Мои личныя встрѣчи съ Поджіо возобновились съ осени 1865 г., когда я, слишкомъ медленно направляясь отъ тяжелаго сыпного тифа, выѣхалъ изъ Иркутска и, по всегдашнему своему роковому влеченію на западъ, не замедлилъ очутиться за границей и между прочимъ, въ Женевѣ. Зайдя навѣстить Герцена, я узналъ отъ него, что Поджіо живетъ въ Женевѣ, но что въ данное время у него серьезно больна жена, и по этой причинѣ онъ весь отдался уходу за больной и никуда не показывается самъ, да и Герценъ съ Огаревымъ, чтобы не стѣснять его, давно прекратили свои посѣщенія къ нему.

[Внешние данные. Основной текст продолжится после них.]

PR #280, opened 2018-10-17
Ensure that branch is rebased onto master

ttuegel:
When I updated the Jenkins builder a few days ago, I also wanted to check that pull request history is linear on top of master, i.e. rebased and not merged. At that time the check was failing, but I did not understand why!

This pull request reinstates the linear-history check. This pull request will fail to build (at least the first time) until I change the Jenkins configuration. That change is backwards-compatible.

###### Reviewer checklist

---

### DIFF
--- a/Makefile
+++ b/Makefile
@@ -44,12 +44,19 @@ clean: clean-submodules
 	$(MAKE) -C src/main/k/working clean
 
 check:
-	if ! ./scripts/git-assert-clean.sh; then \
+	if ! ./scripts/git-assert-clean.sh; \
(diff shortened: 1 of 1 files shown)


ttuegel:
> However, one question that I had was what happens if after the PR passes tests and gets accepted, another PR gets merged before it.

If Jenkins was asked to re-test the PR, the check would fail. However, GitHub already would not allow merging the PR because master was updated, so the PR author would need to update their PR; at that point, Jenkins would re-test the updated PR anyway.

Такъ какъ я на завтра же долженъ былъ съ однимъ знакомымъ выѣхать въ Италію черезъ Симплонъ, и мы уже запаслись билетами въ почтовой каретѣ то я не теряя времени, пошелъ розыскивать Поджіо по данному мнѣ Герценомъ адресу и нашелъ его въ скромномъ четырехъ-франковомъ пансіонѣ на краю города. Семью засталъ я въ угнетенномъ настроеніи: жена, Лариса Андреевна, страдала тяжелою болѣзнью и, блѣдная и истощенная, уже около двухъ недѣль не вставала съ постели; старикъ хлопоталъ около нея и былъ очень разстроенъ. Къ счастью, вскорѣ пріѣхалъ лечившій больную докторъ Стреленъ, почтенный и прекрасно знавшій свое дѣло врачъ; онъ передалъ мнѣ, что нашелъ у больной полипъ большой величины и на дняхъ собирается извлечь его съ полной увѣренностью въ успѣхѣ. Видя, что леченіе находится въ такихъ опытныхъ рукахъ, я успокоился самъ и постарался подбодрить своихъ старичковъ, что мнѣ отчасти удалось. Я просидѣлъ у нихъ цѣлый день вплоть до поздняго вечера, силясь удовлетворить разсказами ненасытное любопытство Поджіо, желавшаго отъ меня вывѣдать по возможности все о Сибири и покинутыхъ тамъ пріятеляхъ. На завтра въ шестомъ часу утра я уже укатилъ изъ Женевы, а на перепутьи, во Флоренціи, получилъ письмо, увѣдомлявшее, что операція у его жены была сдѣлана и сопровождалась самымъ благополучнымъ исходомъ.